The goal of one of USI’s intensive courses taught by guest lecturers and experts: to use supercomputer hardware efficiently for simulations. The Institute of Computational Science sees guest lecturers as an opportunity to recruit the best in the world in their fields.
Physicists Gerhard Wellein and Georg Hager are regarded as specialists in the field of performance engineering all over the world. They specialise in the triangle of applications, computer science and computing, and their textbook "Introduction to High Performance Computing for Scientists and Engineers" written in 2010 has already become a standard work. Their knowhow and lectures are popular the world over as, alongside their teaching activities at their home universities, they both conduct up to ten other workshops and seminars per year at universities like USI, conferences and even institutions like NASA. USI’s annual intensive course Node-Level Performance Engineering is a highlight for the students on the Master of Science in Computational Science (MCS) programme and the two professors alike. During the course, the Master’s students learn the tools for structured, model-based access to performance engineering at computer node level.
A wake-up call for the mind
Wellein, Hager and their team constantly research the latest hardware to hit the market for applications in computer-based science. One key aspect, for instance, is how a computer node interacts with an application’s programme code on a chip and how the programme might need to be optimised to make the most of the hardware. They communicate the knowledge they gain from this research to the course participants. For the two scientists, it is especially important not to merely teach the users of high-performance computers the art of how to use the hardware optimally. “Before the users conduct simulations on a supercomputer, they should have developed a rough idea of what computer performance they can expect themselves,” says Wellein. Questioning plausibility and the scale of every calculation is already taught in maths and physics lessons at school. “Interestingly, this approach seems to be lost when people consider the performance of their applications on large computers – the sheer technical complexity frequently deters users from simple estimates,” adds Hager.
According to the two physicists, experience has shown that students and interested scientists already grasp the main concepts after a few hours in the classroom and gain a basic framework that enables them to optimise their codes and evaluate their performance. Wellein and Hager mediate their expertise in lectures accompanied by exercises, where the students have to optimise or parallelise codes, find the mistake in an incomplete code or identify performance problems. In doing so, the lecturers motivate the participants into keeping a constant eye on the plausibility and scale of their results. Consequently, according to the researchers, it is only in the initial exercises that participants report a computer performance ten times higher than the maximum performance of the computer itself due to a programme error without reflection. But precisely these experiences motivate the participants into paying more attention to the process engineering approach presented in the course.

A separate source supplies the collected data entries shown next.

PR #399, opened 2020-03-04
Replace javax.annotation-api with jakarta.annoatation-api

ferozco:
## After this PR
==COMMIT_MSG==
Replace `javax.annotation-api` with `jakarta.annotation-api` as default dependency on 
==COMMIT_MSG==


carterkozak (approved):
Thanks!

PR #1507, opened 2024-08-29
Add AVS audio descriptors from T/AI 109.7

paulhiggs:
These descriptors indicate the characteristics of AVS2 and AVS3 coded audio in an elementary stream. They are defined in T/AI 109/7

### DIFF
--- a/src/libtsduck/base/cpp/tsPlatform.h
+++ b/src/libtsduck/base/cpp/tsPlatform.h
@@ -860,7 +860,6 @@ TS_MSC_NOWARNING(5045)  // Compiler will insert Spectre mitigation for memory lo
 #include <cstddef>
 #include <climits>
 #include <cmath>
-#include <variant>
 #include <fcntl.h>
 #if defined(TS_WINDOWS)
     #include <windows.h>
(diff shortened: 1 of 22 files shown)


lelegard:
Hi Paul,

Thanks for the update. Clearly, you are the only one in position to provide this!

One question: Why did AVS create two PDS, one for AVS video and one for AVS Audio? Usually, a PDS is allocated to an organization or company. There is one single PDS for UK DTG, EU EACEM, BSkyB, or Eutelsat. The PDS owner manages its own allocation of descriptor tags.

Are there two distinct standard bodies, AVS video and AVS audio, which want to be independent?

Given that all the current 3 AVS-defined descriptors have distinct tags, (D1, D2, D3), why did they create two distinct PDS? In addition to the fact that they have to pay DVB for two PDS instead of one, there is no technical necessity.

I see that the initial one, 0x41565356 for video, is [officially registered in DVB services](https://www.dvbservices.com/identifiers/private_data_spec_id). I suppose that the new one, 0x41565341 for audio, is not yet published.

lelegard:
Merged. I added AVS2Audio in CodecType as well.

PR #1513, opened 2024-09-04
Small updates related to AVS codecs and codec types

paulhiggs:
Couple of updates for AVS2/AVS3 codecs relate to checking content type
Update to use a set lookup, rather than a large switch statement to determine Audio/Video/Subtitling


lelegard:
Thanks Paul. Definitely a good idea. I just moved the constant sets to the static anonymous namespace to avoid building them each time a CodecTypeIsXXX function is called.

PR #1524, opened 2024-09-25
tsplugin_mux update

nabilervatra:
#### Related issue (if any):

The current mux plugin does not generate transport stream with accurate bitrate.
#### Affected components:

The only change I made is on `tsplugin_mux.cpp`.
I set the `_pid_next_pkt` to be more accurate by calculate it on the fly. Rather than fixing an `_inter_pkt` that pre determined and truncated to the nearest integer, so It will make the resulted bitrate far from the target bitrate.


lelegard:
Thanks. The `mux` plugin is an old and would deserve a lot of work...

PR #1530, opened 2024-10-03
Fix Windows build script

lgu-appear:
#### Affected components:
No TSDuck core code is affected since it is only about the installation files for Windows.

Add --accept-source-agreements flag to remove user interaction which locked the script and could not run farther. See https://learn.microsoft.com/en-us/windows/package-manager/winget/install#license-agreements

Wellein and Hager particularly cherish the course at USI as it takes place on a small scale that facilitates a kind of interactive lecture. The students and the teachers pose questions; theory and practice are not kept separate, but rather can be conducted flexibly and as required. And there is time for breaks in between, which gives the participants an opportunity to digest the material and ideally apply it straightaway. Today was one of the days where the students try to apply what they have learnt directly, as the two men are pleased to announce: “Students who haven’t even heard of our work or this perspective before suddenly find themselves sitting together, discussing how to model something and that it’s super to actually be able gauge the predicted performance.”
The researchers are convinced that the direct contact and implementation of the material works much better and the students get the maximum benefit in an intensive course. But Wellein and Hager also gain something as the small groups of fewer than twenty participants sometimes raise questions they have never considered themselves. They are convinced that this advances their own research. Due to new hardware and the wealth of seminars, the researchers always need to be up to date and scrutinise the concepts they communicate. They also keep testing the systems they conduct exercises on in order to see whether the course participants achieve the expected results with them or whether strange effects appear. Keeping the course material up to date with the latest research alongside their teaching activities and own research takes a lot of work, as they both stress, but it ensures the course participants are not given any obsolete information.
Experts in demand at interfaces more than ever
Particularly in light of the approaching exascale era, Wellein and Hager’s work and knowledge is important for the operators of computer centres and supercomputer users. “We need scientists who are able to implement their codes highly efficiently to fill up the computers with efficient computing jobs,” says Wellein. Unfortunately, the number of these scientists plummeted between 2000 and 2010 because nobody encouraged work on the code. In the wake of exascale computing and the associated costs, however, this is gradually changing. “There’s a growing awareness that software is central and computers need to be supplemented with the knowhow of well-educated people who can advise the users,” says Hager. “Just like the computer centres, there have to be people at universities and in industry who form an interface between researchers and supercomputers because they understand something about certain scientific areas on the one hand and hardware on the other.” Experts like Wellein and Hager train these people at USI.